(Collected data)
━━━

PR #4811, opened 2023-10-20
Add docs related to zed/4758 changes

philrz:
This is my attempt to update the docs to reflect what changed in #4758. This took longer than I thought because the flexibility of having `-lake`, multiple possible environment variables, and the new fallback default paths play with the different `zed` personalities in many ways. Thankfully the hints from the `zed` CLI seem to point the user in the right direction if they attempt a combo that's not intended to work, so I stopped short of trying to enumerate every combo and instead continue to lean on what was already written in the "personalities" section to fill in some of the detail (e.g., when URLs can be used vs. file system paths).

I'm expecting 99% of users will stay on the happy path, i.e., when they use `zed` in its client personality they won't have specified `-lake` or any environment variables but if their Zui is running it'll have started a lake service and it'll "just work". We do still need to make changes on the Zui side to make it "just work" in the other direction (i.e., so Zui will start defaulting to using storage at `%LOCALAPPDATA%\zed` on Windows or `$HOME/.local/share/zed` on Linux/macOS), but that'll be my next conquest once folks sign off on what's in this PR.

All that said, improvements welcomed!

### DIFF
--- a/docs/commands/zed.md
+++ b/docs/commands/zed.md
@@ -74,7 +74,7 @@ components come together.
 While the CLI-first approach provides these benefits,
 all of the functionality is also exposed through [an API](../lake/api.md) to
 a Zed service.  Many use cases involve an application like
-[Zui](https://github.com/brimdata/zui) or a
+[Zui](https://zui.brimdata.io/) or a
 programming environment like Python/Pandas interacting
 with the service API in place of direct use with the `zed` command.
 
@@ -130,18 +130,17 @@ model onto a file system so that Zed lakes can also be deployed on standard file
 
 The `zed` command provides a single command-line interface to Zed lakes, but
 different personalities are taken on by `zed` depending on the particular
-sub-command executed and the disposition of its `-lake` option
-(which defaults to the value of `ZED_LAKE` environment variable or,
-if `ZED_LAKE` is not set, to the client personality `https://localhost:9867`).
+sub-command executed and where the [lake is located](#locating-the-lake).
 
 To this end, `zed` can take on one of three personalities:
+
 * _Direct Access_ - When the lake is a storage path (`file` or `s3` URI),
 then the `zed` commands (except for `serve`) all operate directly on the
 lake located at that path.
 * _Client Personality_ - When the lake is an HTTP or HTTPS URL, then the
 lake is presumed to be a Zed lake service endpoint and the client
 commands are directed to the service managing the lake.
-* _Server Personality_ - When the `zed serve` command is executed, then
+* _Server Personality_ - When the [`zed serve`](#serve) command is executed, then
 the personality is always the server personality and the lake must be
 a storage path.  This command initiates a continuous server process
 that serves client requests for the lake at the configured storage path.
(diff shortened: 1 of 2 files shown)


docs/commands/zed.md
```diff
@@ -167,6 +166,25 @@ all adhere to the consistency semantics of the Zed lake.
...
+`zed` checks each of the following in order to attempt to locate an existing
+lake.
+
+1. The contents of the `-lake` option (if specified)
+2. The contents of the `ZED_LAKE` environment variable (if defined)
+3. A `zed` subdirectory below a path in the
+   [`XDG_DATA_HOME`](https://specifications.freedesktop.org/basedir-spec/basedir-spec-latest.html)
+   environment variable (if defined)
+4. A Zed lake service running locally at `http://localhost:9867` (if a socket
+   is listening at that port)
```
nwt, line 183: http://localhost:9867 has precedence over XDG_DATA_HOME.

philrz: @nwt: Thanks for spotting that! It's a subtlety I didn't pick up on in my black box testing. I've swapped the order in the list.

docs/commands/zed.md
```diff
@@ -167,6 +166,25 @@ all adhere to the consistency semantics of the Zed lake.
...
+At times you may want the Zed CLI tools to access the same lake storage
+used by other tools such as [Zui](https://zui.brimdata.io/). To help
+enable this by default while allowing for separate lake storage when desired,
+`zed` checks each of the following in order to attempt to locate an existing
+lake.
+
+1. The contents of the `-lake` option (if specified)
+2. The contents of the `ZED_LAKE` environment variable (if defined)
+3. A Zed lake service running locally at `http://localhost:9867` (if a socket
+   is listening at that port)
```
nwt, line 180: Maybe tighten this?
```suggestion
3. A Zed lake service running at `http://localhost:9867`
```

docs/commands/zed.md
```diff
@@ -167,6 +166,25 @@ all adhere to the consistency semantics of the Zed lake.
...
+4. A `zed` subdirectory below a path in the
+   [`XDG_DATA_HOME`](https://specifications.freedesktop.org/basedir-spec/basedir-spec-latest.html)
+   environment variable (if defined)
```
nwt, line 183: Maybe tighten this?
```suggestion
4. `$XDG_DATA_HOME/zed` (if the `XDG_DATA_HOME` environment variable is defined)
```

docs/commands/zed.md
```diff
@@ -167,6 +166,25 @@ all adhere to the consistency semantics of the Zed lake.
...
+5. A default file system location based on detected OS platform:
+   - `%LOCALAPPDATA%\zed` on Windows
+   - `$HOME/.local/share/zed` on Linux/macOS
```
nwt, line 186: Nit: "and" is classier.
```suggestion
   - `$HOME/.local/share/zed` on Linux and macOS
```

nwt (approved):

docs/commands/zed.md
philrz: @nwt: I actually kept this one un-tight intentionally. During black box testing I noticed that if I run a simple program that just listens on `9867` and accepts the incoming connection, and the lake location logic makes it to this step, `zed` effectively hangs indefinitely. I guess it's a hair-split to think that the text as I wrote it communicates this subtlety. But I was trying to express that all it takes is a listening socket for it to commit to this step.

```
#!/usr/local/bin/python3
import socket
import sys

if (len(sys.argv) != 2 or not sys.argv[1].isdigit()):
  print('Usage: listen <port>')
  exit()

p = int(sys.argv[1])
l = []
s = socket.socket(socket.AF_INET, socket.SOCK_STREAM)
s.bind(('', p))
s.listen(1)
while 1:
  (c, a) = s.accept()
  l.append(c)
  print('%d: connection from %s' % (len(l), a))
```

━━━

■ About this exercise
Find the string "changes" in the entries above and return each line that holds it.

■ Task output
Add docs related to zed/4758 changes
I'm expecting 99% of users will stay on the happy path, i.e., when they use `zed` in its client personality they won't have specified `-lake` or any environment variables but if their Zui is running it'll have started a lake service and it'll "just work". We do still need to make changes on the Zui side to make it "just work" in the other direction (i.e., so Zui will start defaulting to using storage at `%LOCALAPPDATA%\zed` on Windows or `$HOME/.local/share/zed` on Linux/macOS), but that'll be my next conquest once folks sign off on what's in this PR.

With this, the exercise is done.